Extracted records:
PR #1148, opened 2025-07-23
Capture module file dependencies in CMake

ndingle-arm:
**Description**

The modulefile la_xisnan.F90 depends on the modulefile la_constants.f90 but this dependency is not expressed in the CMake rules. In some parallel builds we have observed failures where compilation of objects that depend on la_constants.mod starts before compilation of la_constants.f90 has finished.

This patch modifies CMakeLists.txt to ensure that la_constants.mod is built before any other object or modulefile that depends on it.

**Checklist**

### DIFF
--- a/SRC/CMakeLists.txt
+++ b/SRC/CMakeLists.txt
@@ -36,7 +36,9 @@
 #
 #######################################################################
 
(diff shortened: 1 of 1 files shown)


langou:
Thanks! Looks great to me. Julien.

PR #1149, opened 2025-07-29
Fix format string in LAPACK tests to match two-digit minor versions

grisuthedragon:
**Description**

After calling `ilaver` in the LAPACK tests, the version is displayed. But the minor version is a two-digit number and thus `I1` in the format string will display a `*` instead of  `12`. This PR fixes the format strings in the tests. 

**Checklist**
 - nothing apply here


langou (approved):
Nice catch. Thank!

PR #462, opened 2020-11-01
create INDEX64 target

epsilon-0:
Very initial proof of concept PR, related to https://github.com/Reference-LAPACK/lapack/issues/461

---

This adds a BUILD_INDEX64 option which manages names for libraries.
Should have no effect with the default set to OFF.
When switched on, it will build the 64-suffixed libs.

~~Not a lot of testing done yet.~~
~~Just checked that BLAS64, CBLAS64, LAPACK64 and LAPACKE64 are building, with correct cmake and pkg-config files.~~
1/11/2020:
~~BLAS and CBLAS tests are working fine, LAPACK tests are still failing.~~
All tests are passing!

TODO: 
Handle header file naming. 
Fix printf/fprintf so that they don't give warnings of incompatible types.

PR #1154, opened 2025-09-14
fix library names in `lapack64.pc`

mgorny:
**Description**

Add substitutions to `lapack.pc.in`, in order to ensure that the generated `lapack64.pc` file correctly references the index64 library and BLAS dependency.  It seems that other pkg-config templates have been updated as part of #462 but this one was omitted. As a result, finding a lapack64 via pkg-config gave non-index64 libraries.

**Checklist**

CC @epsilon-0 @langou


langou:
Thanks!

PR #1162, opened 2025-10-22
LAPACKE const correctness fixes

ACSimon33:
**Description**

Some matrix arguments in the LAPACKE interfaces were not specified as const, even though they are clearly marked as pure inputs on the Fortran side and are correctly specified as const in the LAPACK C interfaces.

I changed all the pure inputs to be const. That revealed some spurious transpositions of "output" matrices (row-major cases) that are, in fact, only inputs. I removed those as well.

**Checklist**


langou (approved):
Thanks. That's a lots of work and this is really nice to have proper 'const' in LAPACKE. Thanks a lot.

PR #1164, opened 2025-11-07
Implement MSVC complex types

mgorny:
**Description**

Implement the support for the `_Fcomplex` and `_Dcomplex` types used by MSVC in place of the standard C99 complex types.  This is necessary to make LAPACK build out of the box with MSVC, since it does not implement the default C99 types.

See: https://learn.microsoft.com/en-us/cpp/c-runtime-library/complex-math-support

I went for the simplest implementation possible, limiting the changes to swapping the default types used when MSVC is used as the compiler, also when `lapack_config.h` is not used.  I haven't added a `LAPACK_COMPLEX_*` ifdef for it, but I can do that if you prefer.

**Checklist**

### DIFF
--- a/LAPACKE/include/lapack.h
+++ b/LAPACKE/include/lapack.h
@@ -47,7 +47,11 @@
 #else
 #include <complex>
 #endif
+#if _MSC_VER
+#define lapack_complex_float    _Fcomplex
+#else
 #define lapack_complex_float    float _Complex
+#endif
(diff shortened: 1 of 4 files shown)


mgorny:
I don't understand your comment. These are the types MSVC defines. I don't have control over their names.

mgorny:
Thank you!

PR #1173, opened 2025-11-30
Update Function Arguments in `?gees`, `?geesx`, `?gges`, `?ggesx`, and `?gges3`

### LINKED ISSUE #1171: Provide explicit interfaces for external functions passed as arguments
Some routines such as [?GEES](https://github.com/Reference-LAPACK/lapack/blob/master/SRC/dgees.f), get functions as arguments. However, these arguments are declared just like `external`, so compilers can not actually check that passed arguments has proper types. It would be nice, if not only documentation will specify proper definition of such functions.

Actually, it is needed for generating safe Fortran 90 interfaces from the source code.

foxtran:
Instead of using external keyword for Function Arguments, this PR introduces explicit interfaces for Function Arguments. The code should be more safe now, and source code reflect documented behaviour. Later, it will help a lot to generate proper interfaces for these functions.

BIND(C) is used since code can be called from other than Fortran languages.

**Checklist**

- [x] The documentation has been updated: no need to update documentation.
- [x] Closes #1171

### DIFF
--- a/SRC/cgees.f
+++ b/SRC/cgees.f
@@ -208,8 +208,12 @@
       COMPLEX            A( LDA, * ), VS( LDVS, * ), W( * ), WORK( * )
 *     ..
 *     .. Function Arguments ..
-      LOGICAL            SELECT
-      EXTERNAL           SELECT
+      INTERFACE
+        LOGICAL FUNCTION SELECT_PROC_TYPE(EV) BIND(C)
+          COMPLEX EV
+        END FUNCTION SELECT_PROC_TYPE
+      END INTERFACE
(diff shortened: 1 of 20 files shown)


foxtran:
No, I definitely has no idea why appveyor fails.

martin-frbg:
Could be it's getting miscompiled, because the CI job running on Appveyor appears to be still using flang 11 from four years ago when the new flang was barely able to compile again. 
(I had to clamp the version number around then to keep the CI running at all, because conda was acting up and tried to update both flang and itself with the dependencies all wrong)

martin-frbg:
closing&reopening to trigger a new CI run

langou (approved):

PR #1179, opened 2026-01-07
Fix ASAN errors and FORMAT specifiers

ACSimon33:
**Description**

In the error tests of tall-skinny QR routines, the array `TAU` was of length `NMAX=2`, but the `GEMLQ` and `GEMQR` routines read the second and third entry. This was already fixed by https://github.com/Reference-LAPACK/lapack/commit/a1491006966d4486c727e54d5b53fbc1cd7d24a1 for the real routines. The complex routines still had this issue, and it was flagged by an address sanitizer. 

I increased the size of `TAU` to `5` since that is the expected minimal size of the array according to the documentation:

```
*> \param[out] T
*> \verbatim
*>          T is COMPLEX*16 array, dimension (MAX(5,TSIZE))
*>          On exit, if INFO = 0, T(1) returns optimal (or either minimal 
*>          or optimal, if query is assumed) TSIZE. See TSIZE for details.
*>          Remaining T contains part of the data structure used to represent Q.
*>          If one wants to apply or construct Q, then one needs to keep T 
*>          (in addition to A) and pass it to further subroutines.
*> \endverbatim
```

It doesn't need to be larger, since we never reach the part of the code that reads or writes the rest of the array. Additionally, I removed the unused array `T` in these tests.

There were also some FORMAT specifier lines longer than 72 characters in the BLAS tests, which the NAG Fortran compiler doesn't like by default. Those are also fixed now.

### DIFF
--- a/TESTING/LIN/cerrtsqr.f
+++ b/TESTING/LIN/cerrtsqr.f
@@ -73,8 +73,8 @@
       INTEGER            I, INFO, J, MB, NB
 *     ..
 *     .. Local Arrays ..
-      COMPLEX            A( NMAX, NMAX ), T( NMAX, NMAX ), W( NMAX ),
-     $                   C( NMAX, NMAX ), TAU(NMAX)
+      COMPLEX            A( NMAX, NMAX ), W( NMAX ),
+     $                   C( NMAX, NMAX ), TAU( 5 )
 *     ..
 *     .. External Subroutines ..
       EXTERNAL           ALAESM, CHKXER, CGEQR,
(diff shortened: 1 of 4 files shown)


TESTING/LIN/cerrtsqr.f
```diff
@@ -251,8 +251,9 @@ SUBROUTINE CERRTSQR( PATH, NUNIT )
 *
 *     CGEMLQ
 *
-      TAU(1)=1
-      TAU(2)=1
+      DO I = 1, 5
```
langou: Maybe a better fix could be to have a
```fortran
DO I = 1, NMAX
```
and then we would leave the 
```fortran
TAU(NMAX)
```
on line 77.

ACSimon33: The previous fix for the real routines, used `TAU(2*NMAX)` which was also a bit random and relied on the fact that NMAX >= 2. Since the routines expect an array of at least size 5, I'd like to use that size, even if it's not strictly necessary in this instance. (But implementation details could change ...)

PR #1221, opened 2026-03-28
Follow up on pr1146 (v2)

langou:
Follow up on PR #1146. ( Thanks to @yizeyi18 for the PR.)

While reviewing, @angsch suggested 

> Shouldn't jobu = 'f' and jobu = 'r' be included here too?

I implemented the suggestion. This ended being easier for me to do a substantial rewrite.

I followed the explanation at
https://github.com/Reference-LAPACK/lapack/blob/034ada14fa42534c64bb5cb684dfff6a9db69248/SRC/cgesvdq.f#L159-L198


LAPACKE/src/lapacke_cgesvdq_work.c
```diff
@@ -50,17 +50,41 @@ lapack_int API_SUFFIX(LAPACKE_cgesvdq_work)( int matrix_layout, char joba, char
...
+           ncols_u = n;
+        } else {
+           nrows_u = 1;
+           ncols_u = 1;
+        }
+
+        if( API_SUFFIX(LAPACKE_lsame)( jobv, 'a' ) ||
+                API_SUFFIX(LAPACKE_lsame)( jobv, 'v' ) ||
+                API_SUFFIX(LAPACKE_lsame)( jobv, 'r' ) ||
+                API_SUFFIX(LAPACKE_lsame)( joba, 'e' ) ) {
```
mgates3, line 81: A comment that `joba == e` is using V as workspace would be helpful. (Per later comment when transposing results.)

LAPACKE/src/lapacke_cgesvdq_work.c
```diff
@@ -78,81 +102,80 @@ lapack_int API_SUFFIX(LAPACKE_cgesvdq_work)( int matrix_layout, char joba, char
...
+                                   ldv );
+            }
         }
+
         /* Release memory and exit */
-        if( API_SUFFIX(LAPACKE_lsame)( jobv, 'a' ) || API_SUFFIX(LAPACKE_lsame)( jobv, 'v' ) ||
-                API_SUFFIX(LAPACKE_lsame)( jobv, 'r' ) ) {
-            LAPACKE_free( v_t );
-        }
+        if ( ( m > 0 ) && ( n > 0 ) ) LAPACKE_free( v_t );
```
mgates3: Ok, but since `free( NULL )` does nothing, it would be simpler to have just one exit level and free all the pointers:
```
exit_level_0:
    LAPACKE_free( v_t );  v_t = NULL;
    LAPACKE_free( u_t );  u_t = NULL;
    LAPACKE_free( a_t );  a_t = NULL;
```
I tend to reset pointers to NULL after freeing them, to avoid any possible confusion.

If desired, perhaps that can be a future simplification of all of LAPACKE.

mgates3 (dismissed):
Looks fine. Maybe a couple things could be improved later on.

LAPACKE/src/lapacke_cgesvdq_work.c
langou: Thanks. Good idea. I added this to the PR, this fits nicely with it. Thanks!

LAPACKE/src/lapacke_cgesvdq_work.c
langou: I am slowing down on that, so, as you suggest: "could be improved later on." So, if we get there, for sure, let us do a separate pull request. 

I do like the idea to reset pointers to NULL after freeing them, to avoid any possible confusion.

Here is why I am slowing down: While `free(NULL)` does nothing, is it true that `LAPACKE_free( NULL )` does nothing? What do we ask LAPACKE_free() to do? This proposed change would implicitly state that we require LAPACKE_free( NULL ) to do nothing.

I like the logic "if you fail to allocate at level 2, then do not forget to free level 0 and level 1 that were previously allocated." I feel it could be useful in some context, but maybe not for a C wrapper.

So all in all, are there more opinions about what @mgates3 suggest? In favor? Against?

mgates3 (approved):

PR #1226, opened 2026-04-10
cleanup: first batch of named-constant normalization in LAPACK sources

nakatamaho:
## Summary

This PR collects a small first batch of no-functional-change cleanup
in LAPACK sources by normalizing scalar constant spelling.

In particular, it replaces typed literal `1` values with the existing
routine-local named constant `ONE` in the `{s,d,c,z}bbcsd` family.

## Rationale

These routines already define named scalar parameters such as `ZERO`,
`ONE`, and `TEN`. Using those names consistently improves readability,
keeps the precision variants aligned, and avoids mixing routine-local
named constants with ad hoc typed literals.

## Scope

This PR is intentionally limited to mechanical consistency changes:
- replace existing scalar literals with already-defined named constants
- keep the s/d/c/z variants in sync
- no algorithmic or numerical behavior changes intended

## Non-goals

This PR does not:
- change convergence logic
- change thresholds or iteration behavior
- alter test expectations
- introduce algorithmic fixes

## Notes

This is intended as a small cleanup-first PR rather than a broad
refactor. If this direction is acceptable, similar purely mechanical
normalizations can be submitted in follow-up PRs.

### DIFF
--- a/SRC/cbbcsd.f
+++ b/SRC/cbbcsd.f
@@ -351,10 +351,9 @@
 *     .. Parameters ..
       INTEGER            MAXITR
       PARAMETER          ( MAXITR = 6 )
-      REAL               HUNDRED, MEIGHTH, ONE, TEN, TWO, ZERO
+      REAL               HUNDRED, MEIGHTH, ZERO, ONE, TEN
       PARAMETER          ( HUNDRED = 100.0E0, MEIGHTH = -0.125E0,
-     $                     ONE = 1.0E0, TEN = 10.0E0, TWO = 2.0E0,
-     $                     ZERO = 0.0E0 )
+     $                     ZERO = 0.0E0, ONE = 1.0E0, TEN = 10.0E0 )
       COMPLEX            NEGONECOMPLEX
       PARAMETER          ( NEGONECOMPLEX = (-1.0E0,0.0E0) )
       REAL               PIOVER2
--- a/SRC/cbbcsd.f
+++ b/SRC/cbbcsd.f
@@ -351,9 +351,10 @@
 *     .. Parameters ..
       INTEGER            MAXITR
       PARAMETER          ( MAXITR = 6 )
-      REAL               HUNDRED, MEIGHTH, ONE, TEN, ZERO
+      REAL               HUNDRED, MEIGHTH, ONE, TEN, TWO, ZERO
       PARAMETER          ( HUNDRED = 100.0E0, MEIGHTH = -0.125E0,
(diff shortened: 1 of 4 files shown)


SRC/cbbcsd.f
```diff
@@ -351,9 +351,10 @@ SUBROUTINE CBBCSD( JOBU1, JOBU2, JOBV1T, JOBV2T, TRANS, M, P,
 *     .. Parameters ..
       INTEGER            MAXITR
       PARAMETER          ( MAXITR = 6 )
-      REAL               HUNDRED, MEIGHTH, ONE, TEN, ZERO
+      REAL               HUNDRED, MEIGHTH, ONE, TEN, TWO, ZERO
       PARAMETER          ( HUNDRED = 100.0E0, MEIGHTH = -0.125E0,
-     $                     ONE = 1.0E0, TEN = 10.0E0, ZERO = 0.0E0 )
+     $                     ONE = 1.0E0, TEN = 10.0E0, TWO = 2.0E0,
+     $                     ZERO = 0.0E0 )
```
langou: Did you mean to commit this change? (So declaring TWO and defining TWO as a parameter = 2.0e0?)

I do not think you meant this.

SRC/cbbcsd.f
```diff
@@ -576,7 +577,7 @@ SUBROUTINE CBBCSD( JOBU1, JOBU2, JOBV1T, JOBV2T, TRANS, M, P,
                END IF
             ELSE
                NU = SIGMA21
-               MU = SQRT( 1.0 - NU**2 )
+               MU = SQRT( ONE - NU**2 )
```
langou, line 579: This change is all good with me.

SRC/cbbcsd.f
nakatamaho: You're right — this change was unnecessary. It came from an MPLAPACK-side change where
 `PIOVER2` was replaced with `pi(zero) / two`:

 ```cpp
 -    const REAL piover2 = 1.5707963267948966192313216916397514421;
 +    const REAL two = 2.0;
 +    const REAL piover2 = pi(zero) / two;
 ```

 So introducing `TWO` here did not serve any real purpose. I'll fix it.

SRC/cbbcsd.f
nakatamaho: thank you very much!

SRC/cbbcsd.f
nakatamaho: Fixed, please check my newer commit, thank you very much.

PR #412, opened 2025-03-26
[FEATURE] Disable Auto subscript when in \ce environment

### LINKED ISSUE #411: [FEATURE] Disable Auto subscript when in \ce environment
Is there a way to disable auto subscrip when the cursor is in \ce? 

Because by default when I input a _number_ after a _letter_, it turns it into `letter_{number}`. But ce does a better job handling `letternumber`. 

E.g., if I do `P4O10`, 10 will all be subscripped. But when latex suite changes it to `P_{4}O_{1}0`, it is less readable when unrendered, and 0 is in normal size.

superle3:
Fixes #411

### DIFF
--- a/src/snippets/environment.ts
+++ b/src/snippets/environment.ts
@@ -9,8 +9,10 @@ export interface Environment {
 /**
  * a mapping of triggers to environments where they should not run
  */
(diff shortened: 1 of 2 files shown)


artisticat1:
Thanks!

**Problem description**. Quote every line of the records above, from the first down to the one holding "(diff shortened: 1 of 1 files shown)", exactly as written.

**Exercise response**.
PR #1148, opened 2025-07-23
Capture module file dependencies in CMake

ndingle-arm:
**Description**

The modulefile la_xisnan.F90 depends on the modulefile la_constants.f90 but this dependency is not expressed in the CMake rules. In some parallel builds we have observed failures where compilation of objects that depend on la_constants.mod starts before compilation of la_constants.f90 has finished.

This patch modifies CMakeLists.txt to ensure that la_constants.mod is built before any other object or modulefile that depends on it.

**Checklist**

### DIFF
--- a/SRC/CMakeLists.txt
+++ b/SRC/CMakeLists.txt
@@ -36,7 +36,9 @@
 #
 #######################################################################
 
(diff shortened: 1 of 1 files shown)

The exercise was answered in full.